Shock Waves Spread from Spain’s New Banking Crisis

Sunday, June 4, 2017
By Paul Martin

Has the time finally come to test the EU’s bail-in law?

by Don Quijones
WolfStreet.com
Jun 3, 2017

The shares of Spain’s sixth biggest bank, Banco Popular, plunged 36% this week to €0.43, reducing the bank’s market capitalization to €1.7 billion. Just three weeks ago, when there was still a glimmer of hope that things could be turned around, it was worth almost double that. Its shares traded at €15 ten years ago, before the collapse of Spain’s mind-boggling housing bubble that left Popular holding billions of euros of real estate assets.

Popular may not be a systemically important institution, but it’s nonetheless an institution of great import. It has the largest portfolio of small business customers in Spain and enjoys the patronage of one of Spain’s most influential institutions, Opus Dei. Its well-heeled members are among the bank’s most important shareholders and investors, and they stand to lose a lot of money if a last-minute buyer is not found soon.

This is an outcome that can no longer be discounted, especially after reports emerged on Thursday that senior officials of the ECB’s regulatory arm, the Single Supervisory Mechanism, had warned the bank could be wound down if it fails to find a buyer. But the EU agency charged with overseeing bank failures later issued a statement saying it “never issues warnings about banks.”

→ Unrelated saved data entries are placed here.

PR #328, opened 2018-02-06
Count bytes more correctly

### LINKED ISSUE #292: tcp sendRaw does not call updateTx on short write
If sendRaw exits via handleError because c.conn.Write fails, then updateTx is not called.

jeffallen:
Count all the bytes, and also count them if there's an error.
Also: defer costs a memory allocation, don't use them when not needed.

Fixes #292.

### DIFF
--- a/network/router_test.go
+++ b/network/router_test.go
@@ -196,6 +196,7 @@ func testRouterAutoConnection(t *testing.T, fac routerFactory) {
 	require.NotNil(t, h21)
 	assert.Nil(t, h21.Close())
 	time.Sleep(100 * time.Millisecond)
+
 	err = h1.Send(h2.ServerIdentity, &SimpleMessage{12})
 	require.Nil(t, err)
 	<-proc.relay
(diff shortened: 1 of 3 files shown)


network/router_test.go
```diff
@@ -204,8 +205,10 @@ func testRouterAutoConnection(t *testing.T, fac routerFactory) {
 		t.Fatal("Should be able to stop h2")
 	}
 	err = h1.Send(h2.ServerIdentity, &SimpleMessage{12})
+	if err == nil {
+		t.Error("h1 let us send still")
+	}
 	require.NotNil(t, err)
```
ineiti: Why not
```
require.NotNil(t, err, "h1 let us send still")
```
?

jeffallen: It was left over from debugging. I do not like how require prints its errors, because Emacs cannot jump to the line. Can we just agree that sometimes calling t.Error(f) is ok?

ineiti: OK for me.

PR #330, opened 2018-02-08
Move suite to first argument

kc1212:
I couple more that I missed in https://github.com/dedis/onet/pull/322


kc1212:
@ineiti no problem, just made a commit for it

PR #333, opened 2018-02-09
Implement TLS between conodes

jeffallen:


network/address.go
```diff
@@ -196,6 +198,10 @@ func (a Address) Valid() bool {
 		return false
 	}
 
+	// If hostname is missing then they mean "all IPs", and that's valid.
+	if len(ip) == 0 {
+		return true
+	}
```
kc1212: Can't seem to make a comment on unchanged lines. But the documentation for `Valid()` seem to be wrong. The example should be `tls://192.168.1.10:5678` and not `tls:192.168.1.10:5678`.

network/tcp.go
```diff
@@ -111,7 +107,7 @@ func (c *TCPConn) receiveRaw() ([]byte, error) {
 		return nil, handleError(err)
 	}
 	if total > MaxPacketSize {
-		return nil, errors.New(c.endpoint.String() + " sends too big packet")
+		return nil, fmt.Errorf(c.conn.RemoteAddr().String()+" sends too big packet %v>%v", total, MaxPacketSize)
```
kc1212: nitpick: you're already using `Errorf`, why not just do 
```(%s sends too big packet ...", c.conn.RemoteAddr().String(), ...)```

File: network/tls.go [hunk 3]
```diff
@@ -0,0 +1,415 @@
...
+// key for the self-signed TLS cert) also holds the conode's private key.
+// We do this by hashing a nonce provided by the peer (in order to prove that this
+// is a fresh challenge response) and the ASN.1 encoded CommonName of the certificate.
+// The CN is always the hex-encoded form of the conode's public key.
+//
+// Because each side needs a nonce which is controlled by the opposite party in the
+// mutual authentication, but TLS does not support sending application data before the handshake,
+// we need to find places in the normal TLS 1.2 handshake where we can "tunnel" the nonce
+// through. On the TLS client side, we use ClientHelloInfo.ServerName. On the
+// the TLS server side, we use the.
```
kc1212: "we use the"?

network/tls.go
```diff
@@ -0,0 +1,415 @@
...
+// for the moment we are not targeting other languages than Go on the conode/conode
+// communication channel.
+
+// TODO: Websockets.
+// All of this is completely unrelated to HTTPS security on the websocket side. For
+// that, we will implement an opt-in Let's Encrypt client in websocket.go.
+
+// certMaker holds the data necessary to make a certificate on the fly
+// and give it to crypto/tls via the GetCertificate and
+// GetClientCertificate callbacks.
```
kc1212: `GetCertificate` and `GetClientCertificate` are private now

network/tls.go
```diff
@@ -0,0 +1,415 @@
...
+// that is created on server boot and stored in RAM. Because the certificates are
+// self-signed, there is no need to pay a CA, nor to load the private key
+// or certificate from disk.
+//
+// In order to achieve #3, we include an extension in the certificate, which
+// proves that the same entity that holds the TLS private key (i.e. the signing
+// key for the self-signed TLS cert) also holds the conode's private key.
+// We do this by hashing a nonce provided by the peer (in order to prove that this
+// is a fresh challenge response) and the ASN.1 encoded CommonName of the certificate.
+// The CN is always the hex-encoded form of the conode's public key.
```
kc1212: does this mean we cannot use TLS in the normal way? i.e. proof that we actually own the domain name

network/tls.go
```diff
@@ -0,0 +1,415 @@
...
+// that, we will implement an opt-in Let's Encrypt client in websocket.go.
+
+// certMaker holds the data necessary to make a certificate on the fly
+// and give it to crypto/tls via the GetCertificate and
+// GetClientCertificate callbacks.
+type certMaker struct {
+	si      *ServerIdentity
+	suite   Suite
+	subj    pkix.Name
+	subjDer []byte
```
kc1212: could you describe what some of these fields are? I don't know what `subjDer` is.

network/tls.go
```diff
@@ -0,0 +1,415 @@
...
+		PrivateKey:  cm.k,
+		Certificate: [][]byte{cDer},
+		Leaf:        certs[0],
+	}, nil
+}
+
+// See https://github.com/dedis/Coding/tree/master/mib/cothority.mib
+var oidDedisSig = asn1.ObjectIdentifier{1, 3, 6, 1, 4, 1, 51281, 1, 1}
+
+func isDedisSig(in asn1.ObjectIdentifier) bool {
```
kc1212: There's an `.Equal` function https://golang.org/pkg/encoding/asn1/#ObjectIdentifier.Equal

network/tls.go
```diff
@@ -0,0 +1,415 @@
...
+	// will be able to easily do so with their own x509 + kyber implementation.
+	buf := bytes.NewBuffer(nonce)
+	buf.Write(cm.subjDer)
+	sig, err := schnorr.Sign(cm.suite, cm.si.private, buf.Bytes())
+	if err != nil {
+		return nil, err
+	}
+
+	// The serial number is non-security critical how we are using it here,
+	// so just make it a big random number.
```
kc1212: Is this comment still up to date? It's using the random number generator from kyber, which I imagine is secure.

network/router.go
```diff
@@ -397,13 +402,35 @@ func (r *Router) receiveServerIdentity(c Conn) (*ServerIdentity, error) {
...
 	}
+
 	// Set the ServerIdentity for this connection
 	dst := nm.Msg.(*ServerIdentity)
 
-	if err != nil {
-		return nil, err
+	// See if we have a cryptographically proven pubkey for this peer. If so,
+	// check it against dst.Public.
+	if tcpConn, ok := c.(*TCPConn); ok {
```
nikkolasg: We've discussed that already with @jeffallen but I wanted to write it down for public scrutiny:
I'm a little bit hesitant about "breaking" the interface in the router such as what's done here. The router should not care, should not know what precise implementation of the connection he is using. Of course the problem currently is that the router is doing the "authentication" (well, it's not even that but let's assume), by requiring an exchange of server identity on top of the connection. So there is a duplicate effort here with the TLS connection which already provides that, and has two consequences: (1) one more round trip for a ServerIdentity that we should not really need anymore (I guess it could be embedded in the certificate right ?) (2) it breaks the nice layer between a `Router` and its underlying transport. 
In order to solve that, that would maybe need some further restructuring like putting the authentication part one layer below: in the transport layer. The transport layer would then give a tuple `(ServerIdentity, Conn)` back to the router. For TLS connection, it seems possible to do that without too much hassle. For TCP connection, we can simply put the current authentication method down in the TCP stack, so when a new TCP connection is created, one expects a ServerIdentity exchange to happen, and then pass the tuple up to the router when ready. Same for Local connection.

But the damage has already been done. And it’s not just Opus Dei, or Popular’s thousands of long-suffering retail investors, that could end up paying a heavy price. Popular’s investors also include PIMCO, one of the world’s largest asset managers, which owned €279 million of Popular’s outstanding €1.25 billion of face value in AT1 bonds at the end of March, making it by far the largest holder at the time.

These AT1 bonds go by another more familiar name: contingent convertible bonds, or Co-Co bonds. These are financial instruments that pay high coupons, because they come with a high risk, designed as they are to absorb losses at times of distress, by converting to equity or being written down when the lender’s capital ratio falls below a certain point.